- Opening Delimiter -

Issue #550, opened 2018-06-07
Resume Interview 2.0


jthrilly:
Enhancements to the "resume interview" screen:

- [x] Proper styling of cards
- [x] Sorting and filtering by useful criteria (protocol, last modified, network size?). This work should be compatible with #549
- [x] Long press to select multiple interviews, as a means to export.
- [x] Drag to bin in order to delete

bryfox:
Depending how we want to handle export of multiple interviews, we may need an additional issue to support large file uploads over https.

jthrilly:
> Depending how we want to handle export of multiple interviews, we may need an additional issue to support large file uploads over https.

What do you see as "large"? Given that interview data will be limited to JSON (no binary data), and that we are also probably facing quite aggressive RAM and app storage limits (which are as yet uncharted), I think we should expect 100% of interview payloads to be < 1mb, and 99% to be smaller than 500kb, with a mean of around 200kb.

If this is large, what special support do we need to add? Might be easiest if you go ahead and create the issue and link it here so it is ready for someone to pick up.

bryfox:
If uploading via a cordova plugin, I think the bottleneck is serialization into the native side. The hard limit seemed to be on the order of megabytes, but soft limits for UX are possibly lower. I don't expect a single export to be a problem. If we want to upload a single larger batch, we could do so via disk, or use an auth mechanism other than client-side certs so that we can upload using XHR.

PR #559, opened 2018-06-23
Add 'Finish' interface

### LINKED ISSUE #544: Implement "Finish Interview" UI

bryfox:
Resolves #544.

- Adds a built-in 'Finish' interface to the end of all sessions
- Move 'export' functionality this interface
- Move 'download data' from menu to this interface
- Update session cards to display 'exported at' times

Notes:
- 'Download' always appears
- there are variants of Export display, but button only appears if a Server is paired & the session is exportable (has a remote protocol ID)

finish

session-cards

### DIFF
--- a/src/selectors/__tests__/skip-logic.test.js
+++ b/src/selectors/__tests__/skip-logic.test.js
@@ -2,6 +2,10 @@
 
 import { getNextIndex, isStageSkipped } from '../skip-logic';
 
+import { stages as getStages } from '../session';
+
+jest.mock('../session');
+
 const mockState = {
   session: 'a',
   sessions: {
@@ -172,6 +176,10 @@ const mockState = {
 };
 
 describe('skip-logic selector', () => {
+  beforeAll(() => {
+    getStages.mockImplementation(() => mockState.protocol.stages);
+  });
+
   describe('getNextIndex()', () => {
     it('returns the index if valid', () => {
       const index = getNextIndex(1)(mockState);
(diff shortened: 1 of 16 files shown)


src/selectors/__tests__/skip-logic.test.js
```diff
@@ -2,6 +2,10 @@
 
 import { getNextIndex, isStageSkipped } from '../skip-logic';
 
+import { stages as getStages } from '../session';
+
+jest.mock('../session');
```
bryfox: The tests here make assertions about stages length (hardcoded). I think it's appropriate to mock the session selector here, but if we want integration tests between session & skip-logic, then I can revise.

bryfox:
> "reached the end of the interview"

That's much better, thanks. I'll update.

> do we expect users to ever want to export a session again?

Good question. Server won't import a session it already has (https://github.com/codaco/Server/issues/107), and there's not yet a mechanism to select a different export server. On the other hand, I expect the the answer to be yes before too long (notably via the session management screen — #550), so it probably makes sense to not remove the session? I did consider adding a 'remove once finished' checkbox, but left it alone for now.

Flip side: I could leave the Export button there, keeping a "last exported" label, since technically a user can delete the session from Server. But that seems more confusing than just saying export was successful (for now).

rebeccamadsen:
That makes sense. As a "fake" user I deleted a session in server and then wondered how to get it back. But that's definitely not a real use case. :) I'm fine with this for now.

PR #563, opened 2018-06-25
Remove looping on swiper

### LINKED ISSUE #557: Cannot start new interview after looped swipe navigation
Steps:
1. Load start screen
2. Click back arrow
3. Click protocol

Expected: loads protocol. Observed: nothing happens.

(Same behavior after navigating from last to first.)

With `loop` mode on the swiper, there are duplicated protocol nodes in the DOM (but not React's virtual DOM). We can either disable looping, or manage events outside of React for the duplicated nodes.

bryfox:
Looped nodes are cloned in DOM (outside of React). Fixes #557.

This removes looping from the protocol list. I experimented unsuccessfully with other settings in [swiper](http://idangero.us/swiper/api/). I'd like to avoid additional event handling outside of React, but if looping is required, then I can add that as described in the issue.

### DIFF
--- a/src/containers/Setup/ProtocolList.js
+++ b/src/containers/Setup/ProtocolList.js
@@ -48,7 +48,7 @@ class ProtocolList extends Component {
         nextEl: '.swiper-button-next.swiper-button-white',
         prevEl: '.swiper-button-prev.swiper-button-white',
       },
-      loop: true,
+      loop: false,
       shouldSwiperUpdate: true,
       rebuildOnUpdate: true,
     };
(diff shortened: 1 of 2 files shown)


rebeccamadsen:
This was fine for me in electron and android, but in chrome on windows, the swiper initialize like this: 

untitled

The swiper centers things again if I add this to protocol-list.scss:

```
.protocol-list {

  &.swiper-container {
    width: 100%;
  }

```

bryfox:
You're right; I also see it on electron when wide enough  — thanks for the catch & the fix!

rebeccamadsen:
Looks good to me!

PR #564, opened 2018-06-25
Use larger viewBox for Safari

### LINKED ISSUE #398: Disappearing edges on iPad
Edges between two connected nodes sometimes disappear when dragging at least one of those nodes to a new angle. The edges generally return when the angle is further adjusted. The two pictures below have the same edges with nodes (Dee, Eu, Ryan, and Quinn) moved around.

968e2b08-8cef-4abf-9987-3b51511d7ac9
89c5e3f0-8c5b-4d10-b037-0cff89995e28

bryfox:
Fixes #398.

I'm not sure exactly what the issue was here — seems like a loss of precision until a full repaint is done — but using a larger viewBox seems to make iOS happy. I've tested iOS 11.4 sim [edit: and device (iPad Air)].

### DIFF
--- a/src/components/Edge.js
+++ b/src/components/Edge.js
@@ -7,15 +7,15 @@ const getEdgeColor = makeGetEdgeColor();
 
 export class Edge extends PureComponent {
   render() {
-    const { from, to, color } = this.props;
+    const { from, to, color, viewBoxScale } = this.props;
     if (!from || !to) { return null; }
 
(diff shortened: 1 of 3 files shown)


jthrilly:
Fantastic stuff Bryan. I was dreading this issue, but seems like a logical fix. I can't test right now, but if this sim shows this as fixed, please merge.

Issue #551, opened 2018-06-07
Layout churn/animation choppiness when opening full screen node form


jthrilly:
When opening the full screen new node form on the pixel C, the experience is poor. 

This seems to be because the initial open animation conflicts with the keyboard opening. The animation has not completely finished when the keyboard resizes the viewport, causing further render thrashing.

Potential fixes (one or more of these):

- Delay focusing the first input until after the open modal animation has finished. This should prevent the keyboard opening too soon.
- Disable the open modal animation entirely for full screen modal. Sliding from the top doesn't make a great deal of sense here anyway, since there is so little space.
- Be much more specific about which elements animate, and when. For example, use an `opening` class to enable transitions for properties such as height or position, and remove it once the animation is finished.

PR #565, opened 2018-06-26
Fix animation choppiness on fullscreen modal form

bryfox:
Attempt to fix animation choppiness for #551 (using approach 2).

This will need testing on Pixel C hardware.

### DIFF
--- a/src/styles/components/_modal.scss
+++ b/src/styles/components/_modal.scss
@@ -33,7 +33,6 @@ $component-name: modal;
 
     &-content {
       height: inherit;
-      max-height: 80vh;
     }
 
     &-title {
@@ -42,7 +41,6 @@ $component-name: modal;
       flex-direction: column;
       align-items: center;
       justify-content: center;
-      max-height: 20vh;
       padding: 65px 0 0;
     }
   }
@@ -68,17 +66,30 @@ $component-name: modal;
   }
 
   &--fullscreen {
-    .#{$component-name} {
+    display: block;
 
+    .#{$component-name} {
       &__background {
         background-color: palette('background');
       }
 
       &__window {
-        display: flex;
-        flex: 1 1 auto;
         height: 100vh;
       }
+
+      &__layout {
+        display: block;
+
+        &-title {
+          display: block;
+          padding-top: 5rem;
+          text-align: center;
+        }
+      }
+    }
+
+    .input__container--hidden {
+      position: absolute;
     }
 
     .form {
--- a/src/containers/SettingsMenu.js
+++ b/src/containers/SettingsMenu.js
@@ -229,7 +229,7 @@ class SettingsMenu extends Component {
         title="Settings"
         toggleMenu={toggleMenu}
       >
-        <div style={{ position: 'fixed', top: 0, right: 0, display: 'inline', padding: '10px', zIndex: 1000 }}>{ version }</div>
+        <div style={{ position: 'fixed', top: 0, right: 0, display: 'inline', padding: '10px', whiteSpace: 'nowrap', zIndex: 1000 }}>{ version }</div>
         <Dialog
           name="CONFIRM_DELETE_DATA"
           title="Delete ALL data?"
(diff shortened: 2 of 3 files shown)


rebeccamadsen:
I don't have the hardware, but the emulator looks okay to me.

bryfox:
I'll assign to @jthrilly for additional review when he's available; hopefully he has access to a Pixel C since he filed the issue.

jthrilly:
Afraid I don't have the Pixel C, but I have the Chromebook plus running the android app. I'll give it a whirl, and if it is okay I suggest we merge this since it is relatively low impact and easily reverted.

bryfox:
Using "Add Person" from the dev protocol as my example, I've gone through the form & modal contents looking for elements with transitions set. The only positioning-related transition I see set is on `.text__label`, and that isn't transitioning on the Android emulator (it does if I change it to transition all, but I'm guessing that's not the cause of what you're seeing).

We could manually control (and delay) the focus event using refs. Since the modal itself isn't transitioning, I suspect that would just delay the transition problems you're seeing, but it might improve things if the view is having trouble rendering the initial layout in time. A rough test for that: does the animation look OK when you tap to blur & focus the field after the modal has loaded?

I'm not sure if there's a way to prevent the animation triggered by the soft keyboard appearing. We can be pretty sure that the field will be in view when a modal first appears, and we shouldn't need to support scrolling for the wizard version of the form.

One other thing we might consider is to stop using flex layout for the various components of the wizard. It seems like some of the jank is coming from the relative re-positioning of elements while the viewport height changes (even though we're not adding transitions). The alternative would probably be to have everything aligned from the top of the view.

jthrilly:
> One other thing we might consider is to stop using flex layout for the various components of the wizard. It seems like some of the jank is coming from the relative re-positioning of elements while the viewport height changes (even though we're not adding transitions). The alternative would probably be to have everything aligned from the top of the view.

I think this is the crux of the issue, actually. The question is: why does the recalculation seem to be "transitioning" as the keyboard opens? I wonder if it is something in the web view that someone thought would be nice, but is actually a pain.

I wonder if we shouldn't try absolutely positioning the arrows and content to a place that works for when the keyboard is open, and have a breakpoint for device height so we can put the alignment back to the middle for if/when the keyboard is closed. Thinking being that proportional units might be the cause of the recalculations as the keyboard opens. 

Thoughts?

bryfox:
> why does the recalculation seem to be "transitioning" as the keyboard opens?

On a 'normal' page (with statically-positioned elements), the viewport transitions up along with the keyboard (iOS & Android). Maybe the renderer is recalculating flex layout at various points during that transition?

> breakpoint for device height 

Interesting... I'll give this a try.

bryfox:
@jthrilly I've pushed a completely different fix (css-only), which removes the flex layout from the fullscreen modal form. The previous effort still exists in [fix/static-modal](https://github.com/codaco/Network-Canvas/compare/fix/static-modal).

Notes:
- I didn't use breakpoints to target the shorter height only. The flex layout only has two visible children with very little variation in layout; the new version matches the previous flex layout for typical tablet dimensions; other devices would only differ very slightly, and this implementation is cleaner.
- This version includes the standard transition modal (unlike the previous code that removed the transition). I don't think we need a special case for that any longer, but I could add it back in if needed.
- next/prev buttons are still positioned halfway down the screen, and so keep the automatic sliding behavior.

src/styles/components/_modal.scss
```diff
@@ -42,7 +41,6 @@ $component-name: modal;
       flex-direction: column;
       align-items: center;
       justify-content: center;
-      max-height: 20vh;
```
bryfox: I removed these max-heights from both versions; overflow is visible, so if the title is that long, it obscures form text anyway. We could limit to just the fullscreen version, however.

bryfox:
I tacked on an additional fix for the version string, which sometimes wraps and renders the cancel button un-clickable (Android).

wrap

jthrilly:
Thanks Bryan. Reviewing this today. Will reply shortly.

jthrilly:
This looks great, Bryan! Fixes the issue for me on the devices. Happy for this to be merged whenever you like.

PR #566, opened 2018-06-26
Update .eslintrc to .json

### LINKED ISSUE #396: Update .eslintrc to one of the new formats
According to [this](https://eslint.org/docs/user-guide/configuring#using-configuration-files) eslint is moving away from `.eslintrc` as a config file towards other formats.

- Closing Delimiter -

• _Work to be completed_: Please copy exactly the lines from the first line of the records above through the line containing "### LINKED ISSUE #544: Implement", including both, and nothing more.

• _Result of this exercise_:
Issue #550, opened 2018-06-07
Resume Interview 2.0


jthrilly:
Enhancements to the "resume interview" screen:

- [x] Proper styling of cards
- [x] Sorting and filtering by useful criteria (protocol, last modified, network size?). This work should be compatible with #549
- [x] Long press to select multiple interviews, as a means to export.
- [x] Drag to bin in order to delete

bryfox:
Depending how we want to handle export of multiple interviews, we may need an additional issue to support large file uploads over https.

jthrilly:
> Depending how we want to handle export of multiple interviews, we may need an additional issue to support large file uploads over https.

What do you see as "large"? Given that interview data will be limited to JSON (no binary data), and that we are also probably facing quite aggressive RAM and app storage limits (which are as yet uncharted), I think we should expect 100% of interview payloads to be < 1mb, and 99% to be smaller than 500kb, with a mean of around 200kb.

If this is large, what special support do we need to add? Might be easiest if you go ahead and create the issue and link it here so it is ready for someone to pick up.

bryfox:
If uploading via a cordova plugin, I think the bottleneck is serialization into the native side. The hard limit seemed to be on the order of megabytes, but soft limits for UX are possibly lower. I don't expect a single export to be a problem. If we want to upload a single larger batch, we could do so via disk, or use an auth mechanism other than client-side certs so that we can upload using XHR.

PR #559, opened 2018-06-23
Add 'Finish' interface

### LINKED ISSUE #544: Implement "Finish Interview" UI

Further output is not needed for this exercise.